Evaluation of vaccine seroresponse rates and adverse event rates through Bayesian and frequentist methods.

In the evaluation of vaccine seroresponse rates and adverse reaction rates, extreme test results often occur, with substantial adverse event rates of 0% and/or seroresponse rates of 100%, which has produced several data challenges. Few studies have used both the Bayesian and frequentist methods on the same sets of data that contain extreme test cases to evaluate vaccine safety and immunogenicity. In this study, Bayesian methods were introduced, and the comparison with frequentist methods was made based on practical cases from randomized controlled vaccine trials and a simulation experiment to examine the rationality of the Bayesian methods. The results demonstrated that the Bayesian non-informative method obtained lower limits (for extreme cases of 100%) and upper limits (for extreme cases of zero), which were similar to the limits that were identified with the frequentist method.

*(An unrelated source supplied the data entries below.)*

PR #454, opened 2016-11-07
PHPC-459: BSON objects should implement JsonSerializable

jmikola:
https://jira.mongodb.org/browse/PHPC-459

### DIFF
--- a/src/BSON/Binary.c
+++ b/src/BSON/Binary.c
@@ -31,6 +31,8 @@
 /* PHP Core stuff */
 #include <php.h>
 #include <php_ini.h>
+#include <ext/json/php_json.h>
+#include <ext/standard/base64.h>
 #include <ext/standard/info.h>
 #include <Zend/zend_interfaces.h>
 #include <ext/spl/spl_iterators.h>
@@ -187,6 +189,42 @@ PHP_METHOD(Binary, getType)
 }
 /* }}} */
 
+/* {{{ proto array Binary::jsonSerialize()
+*/
+PHP_METHOD(Binary, jsonSerialize)
+{
+	php_phongo_binary_t *intern;
+	char                 type[3];
+	int                  type_len;
+
+	if (zend_parse_parameters_none() == FAILURE) {
+		return;
+	}
+
+	intern = Z_BINARY_OBJ_P(getThis());
+
+	array_init_size(return_value, 2);
+
+#if PHP_VERSION_ID >= 70000
+	{
+		zend_string *data = php_base64_encode((unsigned char *)intern->data, intern->data_len);
+		ADD_ASSOC_STRINGL(return_value, "$binary", ZSTR_VAL(data), ZSTR_LEN(data));
+		zend_string_free(data);
+	}
+#else
+	{
+		int data_len = 0;
+		unsigned char *data = php_base64_encode((unsigned char *)intern->data, intern->data_len, &data_len);
+		ADD_ASSOC_STRINGL(return_value, "$binary", (char *)data, data_len);
+		efree(data);
+	}
+#endif
+
+	type_len = snprintf(type, sizeof(type), "%02x", intern->type);
+	ADD_ASSOC_STRINGL(return_value, "$type", type, type_len);
+}
+/* }}} */
+
 /* {{{ proto string Binary::serialize()
 */
 PHP_METHOD(Binary, serialize)
@@ -299,6 +337,7 @@ static zend_function_entry php_phongo_binary_me[] = {
 	PHP_ME(Binary, __construct, ai_Binary___construct, ZEND_ACC_PUBLIC|ZEND_ACC_FINAL)
 	PHP_ME(Binary, __set_state, ai_Binary___set_state, ZEND_ACC_PUBLIC|ZEND_ACC_STATIC)
 	PHP_ME(Binary, __toString, ai_Binary_void, ZEND_ACC_PUBLIC|ZEND_ACC_FINAL)
+	PHP_ME(Binary, jsonSerialize, ai_Binary_void, ZEND_ACC_PUBLIC|ZEND_ACC_FINAL)
 	PHP_ME(Binary, serialize, ai_Binary_void, ZEND_ACC_PUBLIC|ZEND_ACC_FINAL)
 	PHP_ME(Binary, unserialize, ai_Binary_unserialize, ZEND_ACC_PUBLIC|ZEND_ACC_FINAL)
 	PHP_ME(Binary, getData, ai_Binary_void, ZEND_ACC_PUBLIC|ZEND_ACC_FINAL)
@@ -399,6 +438,7 @@ PHP_MINIT_FUNCTION(Binary)
 	php_phongo_binary_ce->create_object = php_phongo_binary_create_object;
 	PHONGO_CE_FINAL(php_phongo_binary_ce);
 
+	zend_class_implements(php_phongo_binary_ce TSRMLS_CC, 1, php_json_serializable_ce);
 	zend_class_implements(php_phongo_binary_ce TSRMLS_CC, 1, php_phongo_type_ce);
 	zend_class_implements(php_phongo_binary_ce TSRMLS_CC, 1, zend_ce_serializable);
 
--- a/src/BSON/Decimal128.c
+++ b/src/BSON/Decimal128.c
@@ -31,6 +31,7 @@
 /* PHP Core stuff */
 #include <php.h>
 #include <php_ini.h>
+#include <ext/json/php_json.h>
 #include <ext/standard/info.h>
 #include <Zend/zend_interfaces.h>
 #include <ext/spl/spl_iterators.h>
@@ -151,6 +152,25 @@ PHP_METHOD(Decimal128, __toString)
 }
 /* }}} */
 
+/* {{{ proto array Decimal128::jsonSerialize()
+*/
+PHP_METHOD(Decimal128, jsonSerialize)
+{
+	php_phongo_decimal128_t *intern;
+	char                     outbuf[BSON_DECIMAL128_STRING] = "";
+
+	if (zend_parse_parameters_none() == FAILURE) {
+		return;
+	}
+
+	intern = Z_DECIMAL128_OBJ_P(getThis());
+
+	array_init_size(return_value, 1);
+	bson_decimal128_to_string(&intern->decimal, outbuf);
+	ADD_ASSOC_STRING(return_value, "$numberDecimal", outbuf);
+}
+/* }}} */
+
 /* {{{ proto string Decimal128::serialize()
 */
 PHP_METHOD(Decimal128, serialize)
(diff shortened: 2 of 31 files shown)


src/BSON/Javascript.c
```diff
@@ -215,6 +216,41 @@ PHP_METHOD(Javascript, getScope)
...
+
+	if (zend_parse_parameters_none() == FAILURE) {
+		return;
+	}
+
+	intern = Z_JAVASCRIPT_OBJ_P(getThis());
+
+	has_scope = (intern->scope && intern->scope->len);
+	array_init_size(return_value, has_scope ? 2 : 1);
+	ADD_ASSOC_STRINGL(return_value, "$code", intern->code, intern->code_len);
```
jmikola: This implementation is consistent with the current Extended JSON spec. As noted in the tests, libbson currently converts Javascript types to JSON by returning its code field as a string value (see: [CDRIVER-1335](https://jira.mongodb.org/browse/CDRIVER-1335)). It also does not properly parse `$code` and `$scope` fields when converting JSON to BSON, which causes the JSON we produce here to be read by libbson as a normal embedded document.

The [HHVM implementation](https://github.com/mongodb/mongo-hhvm-driver/pull/148) currently mimics libbson (see: [HHVM-156](https://jira.mongodb.org/browse/HHVM-158)); however, I think we should change its behavior to comply with the spec rather than libbson, which should itself be fixed in 1.6.0.

jmikola: I opened [HHVM-266](https://jira.mongodb.org/browse/HHVM-266) to track this.

src/BSON/Regex.c
```diff
@@ -206,6 +207,24 @@ PHP_METHOD(Regex, __toString)
...
+
+	if (zend_parse_parameters_none() == FAILURE) {
+		return;
+	}
+
+	intern = Z_REGEX_OBJ_P(getThis());
+
+	array_init_size(return_value, 2);
+	ADD_ASSOC_STRINGL(return_value, "$regex", intern->pattern, intern->pattern_len);
+	ADD_ASSOC_STRINGL(return_value, "$options", intern->flags, intern->flags_len);
```
jmikola: I left a comment in [DRIVERS-331](https://jira.mongodb.org/browse/DRIVERS-331?focusedCommentId=1428306&page=com.atlassian.jira.plugin.system.issuetabpanels:comment-tabpanel#comment-1428306) asking whether we should alphabetically order the regex flag characters (as should be done for raw BSON to support binary comparisons). The implementation here leaves the flags as-is.

If we do start alphabetically ordering the characters in the future, we'll likely do so when the Regex object is initialized and this code shouldn't need to change.

src/BSON/Timestamp.c
```diff
@@ -214,6 +215,43 @@ PHP_METHOD(Timestamp, __toString)
...
+
+	array_init_size(return_value, 1);
+
+#if PHP_VERSION_ID >= 70000
+	{
+		zval ts;
+
+		array_init_size(&ts, 2);
+		ADD_ASSOC_LONG_EX(&ts, "t", intern->timestamp);
+		ADD_ASSOC_LONG_EX(&ts, "i", intern->increment);
```
jmikola: The Extended JSON spec currently states that a Timestamp should yield:

```
{"$timestamp": {"t": integer, "i": integer}}
```

We're still discussing whether these values should be single strings or perhaps `{"$numberLong": string}` objects. We cannot guarantee portability with integers, since the values may fall outside the range of 32-bit signed integers (both values are unsigned 32-bit integers).

jmikola: I've opened [PHPC-828](https://jira.mongodb.org/browse/PHPC-828) to track this.

src/BSON/UTCDateTime.c
```diff
@@ -275,6 +276,45 @@ PHP_METHOD(UTCDateTime, toDateTime)
...
+
+	array_init_size(return_value, 1);
+
+#if PHP_VERSION_ID >= 70000
+	{
+		zval udt;
+
+		array_init_size(&udt, 1);
+		ADD_ASSOC_STRINGL(&udt, "$numberLong", s_milliseconds, s_milliseconds_len);
+		ADD_ASSOC_ZVAL_EX(return_value, "$date", &udt);
```
jmikola: The Extended JSON spec currently states that a UTCDateTime should yield:

```
{"$date": {"$numberLong": "<ms since epoch as an integer>"}}

Alternative, optional format:

{"$date": {"$isoDate": <ISO-8601 date string in UTC as a string>}}
```

I'm opting to use the first format as ISO-8601 has issues representing the full range of dates supported by the BSON date type (as discussed during the previous driver team meeting). Additionally, the `$numberLong` format is much easier to generate.

HHVM currently yields the `$isoDate` format, which I think we should change. Discussion is ongoing in the spec about whether drivers should always yield `$numberLong` and optionally provide a `$isoDate` purely for user readability purposes (i.e. it will never be parsed for the authoritative value).

jmikola: I've opened [HHVM-267](https://jira.mongodb.org/browse/HHVM-267) to track this.

src/BSON/Regex.c
jmikola: The relevant PHPC ticket for flag ordering is [PHPC-829](https://jira.mongodb.org/browse/PHPC-829).

src/BSON/Javascript.c
derickr: Works for me, I'll make a PR for [HHVM-266](https://jira.mongodb.org/browse/HHVM-266) soon.

src/BSON/Regex.c
derickr: And HHVM is at [HHVM-264](https://jira.mongodb.org/browse/HHVM-264).

src/BSON/Timestamp.c
derickr: I think HHVM does the same format too:

```
        return [
            '$timestamp' => [
                't' => (int) $this->timestamp,
                'i' => (int) $this->increment,
            ]
        ];
```

So nothing we should change there - right?

tests/bson/bson-binary-jsonserialize-001.phpt
```diff
@@ -0,0 +1,19 @@
+--TEST--
+MongoDB\BSON\Binary::jsonSerialize() return value
```
derickr: Did you just copy all of my tests and added these ```==DONE==``` things for all of them?

src/BSON/Binary.c
```diff
@@ -401,6 +440,7 @@ PHP_MINIT_FUNCTION(Binary)
 
 	zend_class_implements(php_phongo_binary_ce TSRMLS_CC, 1, php_phongo_type_ce);
 	zend_class_implements(php_phongo_binary_ce TSRMLS_CC, 1, zend_ce_serializable);
+	zend_class_implements(php_phongo_binary_ce TSRMLS_CC, 1, php_json_serializable_ce);
```
derickr: The pedant in me would like this ordered alphabetically ;-)

src/BSON/Decimal128.c
```diff
@@ -151,6 +152,25 @@ PHP_METHOD(Decimal128, __toString)
 }
 /* }}} */
 
+/* {{{ proto array Decimal128::jsonSerialize()
+*/
+PHP_METHOD(Decimal128, jsonSerialize)
+{
+	php_phongo_decimal128_t *intern;
+	char                     outbuf[BSON_DECIMAL128_STRING] = "";
```
derickr: What's the point of initialising this with a empty string in the code segment?

src/BSON/Javascript.c
derickr: I am not sure what we should do here. In my opinion, we need to pick something now, and stick with it. Change the format would be an API change, and I'd be reluctant to change that before a 2.0 release.

src/BSON/Javascript.c
```diff
@@ -215,6 +216,41 @@ PHP_METHOD(Javascript, getScope)
...
+	bool has_scope;
+
+	if (zend_parse_parameters_none() == FAILURE) {
+		return;
+	}
+
+	intern = Z_JAVASCRIPT_OBJ_P(getThis());
+
+	has_scope = (intern->scope && intern->scope->len);
+	array_init_size(return_value, has_scope ? 2 : 1);
```
derickr: I wouldn't bother with the trinary here. Just make it 2 - it's merely a hint to the underlying algorithm anyway. And in that case, you can get rid of the ```has_scope``` variable, and just do the test in the ```if()``` below.

src/BSON/Regex.c
derickr: I think that we should order the flags in the constructor/initialiser only. That should be all what we need to do about this I believe.

The HHVM ticket is [HHVM-264](https://jira.mongodb.org/browse/HHVM-264).

src/BSON/Timestamp.c
derickr: Just like with JavaScript, we need to make a decision now. We won't be able to change this until 2.0 otherwise due to BC.

src/BSON/UTCDateTime.c
derickr: I disagree that we need to change this now, as we had the exact same discussion in the HHVM PR, where we decided to do it that way.

The team meeting notes only say:

> Our JsonSerializable output should be in a format that libbson and read and convert back into BSON. This means that we may not be able to use formats in the Extended JSON spec just yet.

tests/bson/bson-binary-jsonserialize-001.phpt
jmikola: These "return value" tests are new. The "json_encode()" tests are based on your own (with different code formatting and `===DONE===` blocks.

src/BSON/Regex.c
jmikola: > I think that we should order the flags in the constructor/initialiser only

I concur. Nothing to do here and we have our respective tickets.

src/BSON/Javascript.c
jmikola: Waiting on a response from the C driver team. I imagine they may keep their non-compliant output format (i.e. code as a string and ignoring scope) for BC until 2.0 but allow the `$code`/`$scope` format to be parsed properly when they address the ticket in 1.6.0.

I'm all in favor of sticking to the spec and returning a compliant value today, even if libbson cannot parse it yet.

src/BSON/Timestamp.c
jmikola: Will follow up with @llvtt in chat later and ask for this to be address in the spec ASAP.

src/BSON/Decimal128.c
jmikola: This was previously done in `php_phongo_decimal128_get_properties()` as insurance that the string was null-terminated even if `bson_decimal128_to_string()` decided not to touch it. Based on my reading of `bson_decimal128_to_string()`, does always assign a null-terminated string to its output buffer, but it wasn't documented as doing so and I wanted to be defensive. The alternative was a `memset()` on the array, but I didn't think that was necessary.

`__toString()` and `serialize()` currently use `char outbuf[BSON_DECIMAL128_STRING]` without any assignment, but I wanted to update those later.

src/BSON/Javascript.c
jmikola: I'll note that libbson cannot currently roundtrip Javascript types anyway (they'd be parsed back as a BSON string), so there is no risk by sticking with the proper `$code`/`$scope` format.

src/BSON/Timestamp.c
jmikola: After speaking with @llvtt, it's clear that the spec is not far enough along to make an assumption about the Timestamp format.

@derickr: Would you rather we throw an exception for out-of-range values on 32-bit systems or instead allow the unsigned values to be printed in their signed representation? I can re-purpose [PHPC-828](https://jira.mongodb.org/browse/PHPC-828) if necessary.

derickr: I don't think an exception is great here, as that means that some random data can suddenly abort a script. I think for now, showing their signed representation is "good enough". We can fix that, if the ext-json spec has been finalised.

src/BSON/UTCDateTime.c
derickr: OK.

tests/bson/bson-binary-jsonserialize-001.phpt
derickr: OK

The frequentist rate estimates and corresponding confidence intervals (CIs) for extreme cases of 0 or 100% always equaled and included 0 or 100%, respectively, whereas the Bayesian estimations varied depending on the sample size, with none equaling zero or 100%. The Bayesian method obtained more reasonable interval estimates of the rates with extreme data compared with the frequentist method, whereas the frequentist method objectively expressed the outcomes of clinical vaccine trials. The two types of statistical results are complementary, and it is proposed that the Bayesian and frequentist methods should be combined to more comprehensively evaluate clinical vaccine trials.